#### WORK INSTRUCTIONS:
Among the entries below, only the lines starting at the one with "Whitespace is now stripped." and ending at the one with "Meanwhile, what should", both included, are to be printed exactly.

(Collected data entries)
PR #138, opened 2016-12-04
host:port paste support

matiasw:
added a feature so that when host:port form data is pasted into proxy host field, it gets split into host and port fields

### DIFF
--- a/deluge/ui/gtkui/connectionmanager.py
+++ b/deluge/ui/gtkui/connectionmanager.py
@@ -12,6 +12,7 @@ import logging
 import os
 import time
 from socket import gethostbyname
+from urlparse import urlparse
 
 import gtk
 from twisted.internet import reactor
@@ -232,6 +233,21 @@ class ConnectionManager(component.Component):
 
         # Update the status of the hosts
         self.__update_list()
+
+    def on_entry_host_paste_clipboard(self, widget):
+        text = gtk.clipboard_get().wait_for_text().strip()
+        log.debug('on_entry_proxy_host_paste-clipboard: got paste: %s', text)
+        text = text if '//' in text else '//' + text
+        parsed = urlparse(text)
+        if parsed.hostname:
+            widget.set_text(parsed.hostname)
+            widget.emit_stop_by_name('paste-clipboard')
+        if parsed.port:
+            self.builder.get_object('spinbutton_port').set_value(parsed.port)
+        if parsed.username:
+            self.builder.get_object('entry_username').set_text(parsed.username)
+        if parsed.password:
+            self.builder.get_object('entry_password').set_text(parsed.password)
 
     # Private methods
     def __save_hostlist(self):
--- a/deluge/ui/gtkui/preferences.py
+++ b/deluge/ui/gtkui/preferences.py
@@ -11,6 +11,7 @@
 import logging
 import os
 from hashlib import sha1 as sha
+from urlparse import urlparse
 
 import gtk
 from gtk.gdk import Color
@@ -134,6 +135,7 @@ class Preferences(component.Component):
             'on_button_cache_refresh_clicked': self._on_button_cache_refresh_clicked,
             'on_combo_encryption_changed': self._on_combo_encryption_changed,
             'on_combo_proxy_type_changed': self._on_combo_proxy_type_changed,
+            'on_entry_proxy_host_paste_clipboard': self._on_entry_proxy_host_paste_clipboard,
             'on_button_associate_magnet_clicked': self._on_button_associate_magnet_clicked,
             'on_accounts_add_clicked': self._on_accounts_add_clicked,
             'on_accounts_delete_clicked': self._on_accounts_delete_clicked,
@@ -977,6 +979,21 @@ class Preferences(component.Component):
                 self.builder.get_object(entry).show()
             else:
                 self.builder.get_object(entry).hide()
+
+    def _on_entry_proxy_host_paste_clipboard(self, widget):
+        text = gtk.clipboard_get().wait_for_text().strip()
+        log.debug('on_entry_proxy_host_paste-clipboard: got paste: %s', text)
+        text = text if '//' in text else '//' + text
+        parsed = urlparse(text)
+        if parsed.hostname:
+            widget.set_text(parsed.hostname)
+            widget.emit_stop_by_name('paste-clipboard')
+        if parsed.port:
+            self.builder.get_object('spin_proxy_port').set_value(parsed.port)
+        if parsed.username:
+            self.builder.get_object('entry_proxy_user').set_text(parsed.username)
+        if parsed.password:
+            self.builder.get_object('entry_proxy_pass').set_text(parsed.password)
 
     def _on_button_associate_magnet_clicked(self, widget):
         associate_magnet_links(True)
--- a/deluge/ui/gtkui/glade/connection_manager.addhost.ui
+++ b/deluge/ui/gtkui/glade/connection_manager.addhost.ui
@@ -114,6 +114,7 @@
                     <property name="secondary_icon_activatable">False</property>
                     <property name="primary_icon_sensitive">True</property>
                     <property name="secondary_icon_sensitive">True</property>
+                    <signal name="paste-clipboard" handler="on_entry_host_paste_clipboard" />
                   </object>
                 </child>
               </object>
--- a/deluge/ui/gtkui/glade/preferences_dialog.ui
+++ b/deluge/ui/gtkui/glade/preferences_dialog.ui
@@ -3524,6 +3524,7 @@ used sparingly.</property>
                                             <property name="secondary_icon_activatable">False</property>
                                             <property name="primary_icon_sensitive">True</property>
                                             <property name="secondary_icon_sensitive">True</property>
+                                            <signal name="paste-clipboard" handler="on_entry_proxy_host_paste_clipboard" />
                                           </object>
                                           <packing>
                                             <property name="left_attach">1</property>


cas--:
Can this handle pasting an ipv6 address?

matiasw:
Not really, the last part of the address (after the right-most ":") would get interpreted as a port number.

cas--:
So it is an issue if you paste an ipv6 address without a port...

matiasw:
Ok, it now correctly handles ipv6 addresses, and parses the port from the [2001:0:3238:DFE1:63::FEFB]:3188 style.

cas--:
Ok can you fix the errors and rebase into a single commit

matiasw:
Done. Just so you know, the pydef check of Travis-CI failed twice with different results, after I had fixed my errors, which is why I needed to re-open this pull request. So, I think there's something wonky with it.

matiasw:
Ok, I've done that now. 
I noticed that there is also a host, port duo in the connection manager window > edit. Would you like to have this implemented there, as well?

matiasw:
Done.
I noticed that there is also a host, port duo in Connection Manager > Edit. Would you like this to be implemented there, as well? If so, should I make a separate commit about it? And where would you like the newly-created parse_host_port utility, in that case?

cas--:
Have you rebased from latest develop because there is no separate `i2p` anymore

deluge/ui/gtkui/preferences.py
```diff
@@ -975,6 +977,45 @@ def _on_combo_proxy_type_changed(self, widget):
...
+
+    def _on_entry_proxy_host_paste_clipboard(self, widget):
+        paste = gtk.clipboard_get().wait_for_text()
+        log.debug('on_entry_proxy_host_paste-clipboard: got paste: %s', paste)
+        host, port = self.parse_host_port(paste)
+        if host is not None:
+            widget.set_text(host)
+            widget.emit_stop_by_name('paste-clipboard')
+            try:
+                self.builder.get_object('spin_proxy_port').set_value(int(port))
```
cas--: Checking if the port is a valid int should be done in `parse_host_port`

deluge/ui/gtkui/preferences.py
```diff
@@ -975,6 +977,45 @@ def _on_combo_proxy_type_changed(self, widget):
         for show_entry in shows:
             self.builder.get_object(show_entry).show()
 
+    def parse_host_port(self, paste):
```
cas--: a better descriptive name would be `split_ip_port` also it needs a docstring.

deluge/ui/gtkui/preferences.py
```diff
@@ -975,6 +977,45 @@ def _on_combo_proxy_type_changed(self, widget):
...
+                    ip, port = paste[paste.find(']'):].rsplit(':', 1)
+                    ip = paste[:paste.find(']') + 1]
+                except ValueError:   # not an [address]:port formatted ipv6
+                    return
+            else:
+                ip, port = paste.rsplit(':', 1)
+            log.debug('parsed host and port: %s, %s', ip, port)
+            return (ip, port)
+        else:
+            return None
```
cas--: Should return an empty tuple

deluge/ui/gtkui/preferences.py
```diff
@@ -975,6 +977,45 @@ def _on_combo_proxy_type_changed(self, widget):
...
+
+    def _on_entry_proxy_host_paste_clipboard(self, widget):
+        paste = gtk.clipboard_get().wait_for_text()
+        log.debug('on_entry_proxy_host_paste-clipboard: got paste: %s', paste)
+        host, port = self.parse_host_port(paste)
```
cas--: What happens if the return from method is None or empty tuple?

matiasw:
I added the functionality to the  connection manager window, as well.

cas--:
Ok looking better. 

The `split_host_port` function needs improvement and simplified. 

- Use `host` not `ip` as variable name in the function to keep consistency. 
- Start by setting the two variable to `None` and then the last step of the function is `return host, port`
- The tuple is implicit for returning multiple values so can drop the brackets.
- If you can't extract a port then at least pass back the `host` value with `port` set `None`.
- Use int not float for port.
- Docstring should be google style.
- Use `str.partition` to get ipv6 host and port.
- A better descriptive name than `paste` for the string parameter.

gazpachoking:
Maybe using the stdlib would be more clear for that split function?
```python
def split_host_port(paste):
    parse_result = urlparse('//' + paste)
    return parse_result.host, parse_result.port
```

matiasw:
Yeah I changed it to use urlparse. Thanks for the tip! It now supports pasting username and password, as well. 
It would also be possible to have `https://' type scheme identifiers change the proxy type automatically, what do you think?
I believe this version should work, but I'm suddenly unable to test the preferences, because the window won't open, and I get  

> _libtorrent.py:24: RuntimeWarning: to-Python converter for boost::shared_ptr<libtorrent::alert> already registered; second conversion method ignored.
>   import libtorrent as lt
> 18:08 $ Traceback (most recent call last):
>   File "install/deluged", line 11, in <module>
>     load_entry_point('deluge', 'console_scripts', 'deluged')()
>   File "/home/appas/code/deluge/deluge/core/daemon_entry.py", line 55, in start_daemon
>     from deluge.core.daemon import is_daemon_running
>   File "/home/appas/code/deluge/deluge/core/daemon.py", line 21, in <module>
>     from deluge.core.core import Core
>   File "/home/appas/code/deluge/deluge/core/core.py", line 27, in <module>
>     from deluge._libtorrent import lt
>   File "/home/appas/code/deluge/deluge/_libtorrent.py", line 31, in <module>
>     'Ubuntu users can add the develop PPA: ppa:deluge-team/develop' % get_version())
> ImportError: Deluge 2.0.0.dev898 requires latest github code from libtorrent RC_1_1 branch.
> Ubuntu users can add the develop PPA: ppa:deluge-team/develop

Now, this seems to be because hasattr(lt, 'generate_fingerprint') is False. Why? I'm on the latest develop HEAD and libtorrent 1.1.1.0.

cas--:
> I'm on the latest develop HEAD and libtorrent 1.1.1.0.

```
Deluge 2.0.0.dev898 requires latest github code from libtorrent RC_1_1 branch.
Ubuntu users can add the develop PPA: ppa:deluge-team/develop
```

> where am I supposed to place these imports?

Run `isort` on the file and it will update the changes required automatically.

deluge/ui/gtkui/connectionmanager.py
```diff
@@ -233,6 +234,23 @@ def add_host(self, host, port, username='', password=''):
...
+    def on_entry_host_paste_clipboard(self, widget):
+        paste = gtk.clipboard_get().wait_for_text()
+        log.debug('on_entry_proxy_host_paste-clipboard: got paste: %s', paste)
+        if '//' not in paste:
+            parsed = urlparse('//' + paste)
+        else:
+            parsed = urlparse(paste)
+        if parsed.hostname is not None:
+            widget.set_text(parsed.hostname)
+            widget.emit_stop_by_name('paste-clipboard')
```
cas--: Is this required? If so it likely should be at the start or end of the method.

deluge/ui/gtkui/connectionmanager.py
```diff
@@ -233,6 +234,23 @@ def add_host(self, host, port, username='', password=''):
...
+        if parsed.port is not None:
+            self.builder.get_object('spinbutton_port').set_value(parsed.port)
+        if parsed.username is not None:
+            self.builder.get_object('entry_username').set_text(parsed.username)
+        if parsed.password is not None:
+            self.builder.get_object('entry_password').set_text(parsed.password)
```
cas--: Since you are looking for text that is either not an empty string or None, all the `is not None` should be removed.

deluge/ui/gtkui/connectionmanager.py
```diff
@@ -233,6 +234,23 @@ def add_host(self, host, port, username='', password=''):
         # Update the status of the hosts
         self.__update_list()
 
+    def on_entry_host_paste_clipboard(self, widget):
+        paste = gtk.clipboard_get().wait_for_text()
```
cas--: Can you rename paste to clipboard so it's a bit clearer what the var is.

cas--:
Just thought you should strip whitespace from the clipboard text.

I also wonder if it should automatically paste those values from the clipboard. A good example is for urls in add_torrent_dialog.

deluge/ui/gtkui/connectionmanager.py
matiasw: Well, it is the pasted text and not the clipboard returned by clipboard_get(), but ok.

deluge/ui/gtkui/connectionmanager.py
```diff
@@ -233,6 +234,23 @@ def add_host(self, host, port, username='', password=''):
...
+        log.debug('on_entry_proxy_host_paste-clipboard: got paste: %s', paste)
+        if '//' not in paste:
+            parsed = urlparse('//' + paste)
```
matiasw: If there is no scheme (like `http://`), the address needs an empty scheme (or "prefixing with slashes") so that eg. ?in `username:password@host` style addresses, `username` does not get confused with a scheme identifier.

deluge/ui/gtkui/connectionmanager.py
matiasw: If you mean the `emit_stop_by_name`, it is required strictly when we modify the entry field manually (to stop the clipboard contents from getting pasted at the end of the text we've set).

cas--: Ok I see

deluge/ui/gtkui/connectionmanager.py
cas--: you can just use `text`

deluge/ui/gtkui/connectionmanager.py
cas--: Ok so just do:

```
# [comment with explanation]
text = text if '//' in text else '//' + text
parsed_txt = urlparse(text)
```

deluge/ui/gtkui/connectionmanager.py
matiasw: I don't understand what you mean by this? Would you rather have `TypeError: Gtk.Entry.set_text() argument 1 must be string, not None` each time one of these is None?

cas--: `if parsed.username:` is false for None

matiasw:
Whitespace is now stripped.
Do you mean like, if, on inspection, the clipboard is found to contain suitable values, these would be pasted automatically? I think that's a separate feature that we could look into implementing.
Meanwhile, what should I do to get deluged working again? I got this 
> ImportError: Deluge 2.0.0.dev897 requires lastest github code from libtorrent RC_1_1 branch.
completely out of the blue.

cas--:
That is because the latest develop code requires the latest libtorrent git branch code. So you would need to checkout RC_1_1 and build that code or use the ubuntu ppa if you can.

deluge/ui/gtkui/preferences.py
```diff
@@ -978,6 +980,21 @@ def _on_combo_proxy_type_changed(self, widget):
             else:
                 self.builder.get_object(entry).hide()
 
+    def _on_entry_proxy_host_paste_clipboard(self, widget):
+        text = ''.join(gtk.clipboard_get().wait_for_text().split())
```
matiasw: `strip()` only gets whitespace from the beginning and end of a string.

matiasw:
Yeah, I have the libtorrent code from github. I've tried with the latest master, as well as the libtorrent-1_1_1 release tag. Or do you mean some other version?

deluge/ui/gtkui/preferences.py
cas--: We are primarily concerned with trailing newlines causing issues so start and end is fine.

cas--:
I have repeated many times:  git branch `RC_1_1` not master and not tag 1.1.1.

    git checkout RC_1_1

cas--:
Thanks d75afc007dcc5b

#### EXERCISE OUTPUT:
Whitespace is now stripped.
Do you mean like, if, on inspection, the clipboard is found to contain suitable values, these would be pasted automatically? I think that's a separate feature that we could look into implementing.
Meanwhile, what should I do to get deluged working again? I got this 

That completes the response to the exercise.